Description of the task: Copy precisely the first line of the material below and every later line, stopping with the line that contains "--- a/tools/sof-kernel-dump.sh".

● ● ● ● ● ● ●

PR #148, opened 2020-03-24
tools: force remove snd_usb_audio

keqiaozhang:
snd_usb_audio remove failure on some platfroms, it shows in use
but ‘’by‘’ column is empty. So force remove it to avoid this issue.

### DIFF
--- a/tools/kmod/sof_remove.sh
+++ b/tools/kmod/sof_remove.sh
@@ -14,7 +14,7 @@ remove_module() {
     fi
 }
 
-remove_module snd_usb_audio
+remove_module -f snd_usb_audio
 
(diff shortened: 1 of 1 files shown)


tools/kmod/sof_remove.sh
```diff
@@ -14,7 +14,7 @@ remove_module() {
     fi
 }
 
-remove_module snd_usb_audio
+remove_module -f snd_usb_audio
```
libinyang: Why do we test snd_usb_audio kernel module remove? I think USB audio driver kernel module remove is out of scope.
BTW: have you checked pulseaudio?

PR #149, opened 2020-03-25
tools: fix direct load sof-kernel-dump.sh miss sof-get-kenrel-line.sh

Bin-QA:
Root cause is reset PATH in lib.sh, direct load sof-kernel-dump
skip reset PATH step, so miss sof-get-kernel-line in the PATH

### DIFF
--- a/tools/sof-kernel-dump.sh
+++ b/tools/sof-kernel-dump.sh
@@ -8,11 +8,20 @@ last_order=$[ $last_order + 1 ]
 log_file=${2:-"/var/log/kern.log"}
 # check whether target file exists
 [[ ! -f "$log_file" ]] && echo "$0 parameter 2 $log_file does not exist" && builtin exit 1
+# load helper script
+which sof-get-kernel-line.sh 2>&1 1>/dev/null
+if [ $? -eq 0 ]; then
+    kernel_line_script="sof-get-kernel-line.sh"
+else
+    cd $(dirname $0)
+    kernel_line_script=$PWD/sof-get-kernel-line.sh
+    cd $OLDPATH
+fi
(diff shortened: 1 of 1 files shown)


Bin-QA:
@aiChaoSONG please help to review this patch

tools/sof-kernel-dump.sh
```diff
@@ -8,11 +8,20 @@ last_order=$[ $last_order + 1 ]
 log_file=${2:-"/var/log/kern.log"}
 # check whether target file exists
 [[ ! -f "$log_file" ]] && echo "$0 parameter 2 $log_file does not exist" && builtin exit 1
+# load help script
```
aiChaoSONG: load helper scirpt

tools/sof-kernel-dump.sh
```diff
@@ -8,11 +8,20 @@ last_order=$[ $last_order + 1 ]
...
+which sof-get-kernel-line.sh 2>&1 1>/dev/null
```
aiChaoSONG: can `which` find the script if it is not in PATH?

Bin-QA: no,  `which - locate a command`

aiChaoSONG: which returns the pathnames of the files (or links) which would be exe‐
       cuted in the current environment, had its arguments been given as  com‐
       mands  in a strictly POSIX-conformant shell.  ***It does this by searching
       the PATH for executable files matching the names of the  arguments.  It
       does not canonicalize path names.***
this is from `man which`, I am afraid you can not locate sof-get-kernel-line.sh, because it only search folders in PATH.

PR #150, opened 2020-03-25
case-lib: opt.sh add sof-test branch and commit info

Bin-QA:
store current sof-test version information


Bin-QA:
@xiulipan please help to review this patch

PR #151, opened 2020-03-25
test-case: fix log redirect issue of check-sof-logger.sh

aiChaoSONG:
Use bash -c to run sof-logger command to avoid redirect
issue of hijacked sudo.

The output size of 'du -k' is block size, and block size
for firmware log header is 4.

### DIFF
--- a/test-case/check-sof-logger.sh
+++ b/test-case/check-sof-logger.sh
@@ -56,7 +56,7 @@ func_lib_check_sudo
 dlogi "Try to dump the dma trace log via sof-logger ..."
 # sof-logger errors will output to $err_tmp_file
 dlogc "sudo $loggerBin -t -l $ldcFile -o $tmp_file 2> $err_tmp_file &"
-sudo $loggerBin -t -l $ldcFile -o $tmp_file 2> $err_tmp_file &
+sudo bash -c "'$loggerBin -t -l $ldcFile -o $tmp_file 2> $err_tmp_file &'"
 sleep 2
 dlogc "sudo pkill -9 $(basename $loggerBin)"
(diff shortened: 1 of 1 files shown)


test-case/check-sof-logger.sh
```diff
@@ -56,7 +56,7 @@ func_lib_check_sudo
 dlogi "Try to dump the dma trace log via sof-logger ..."
 # sof-logger errors will output to $err_tmp_file
 dlogc "sudo $loggerBin -t -l $ldcFile -o $tmp_file 2> $err_tmp_file &"
-sudo $loggerBin -t -l $ldcFile -o $tmp_file 2> $err_tmp_file &
+bash -c "sudo '$loggerBin' -t -l '$ldcFile' -o '$tmp_file' 2> '$err_tmp_file' &"
```
Bin-QA:
```suggestion
sudo bash -c "'echo $loggerBin -t -l $ldcFile -o $tmp_file 2>$err_tmp_file'"
```

aiChaoSONG: good idea, done

test-case/check-sof-logger.sh
```diff
@@ -75,7 +75,7 @@ size=`du -k $tmp_file | awk '{print $1}'`
 fw_log_err=`grep -i "error" $tmp_file`
 # 100 here is log header size
```
wenqingfu: please update the comment accordingly as well.

aiChaoSONG: done

aiChaoSONG:
@xiulipan Ping for merge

● ● ● ● ● ● ●

Task result:
PR #148, opened 2020-03-24
tools: force remove snd_usb_audio

keqiaozhang:
snd_usb_audio remove failure on some platfroms, it shows in use
but ‘’by‘’ column is empty. So force remove it to avoid this issue.

### DIFF
--- a/tools/kmod/sof_remove.sh
+++ b/tools/kmod/sof_remove.sh
@@ -14,7 +14,7 @@ remove_module() {
     fi
 }
 
-remove_module snd_usb_audio
+remove_module -f snd_usb_audio
 
(diff shortened: 1 of 1 files shown)


tools/kmod/sof_remove.sh
```diff
@@ -14,7 +14,7 @@ remove_module() {
     fi
 }
 
-remove_module snd_usb_audio
+remove_module -f snd_usb_audio
```
libinyang: Why do we test snd_usb_audio kernel module remove? I think USB audio driver kernel module remove is out of scope.
BTW: have you checked pulseaudio?

PR #149, opened 2020-03-25
tools: fix direct load sof-kernel-dump.sh miss sof-get-kenrel-line.sh

Bin-QA:
Root cause is reset PATH in lib.sh, direct load sof-kernel-dump
skip reset PATH step, so miss sof-get-kernel-line in the PATH

### DIFF
--- a/tools/sof-kernel-dump.sh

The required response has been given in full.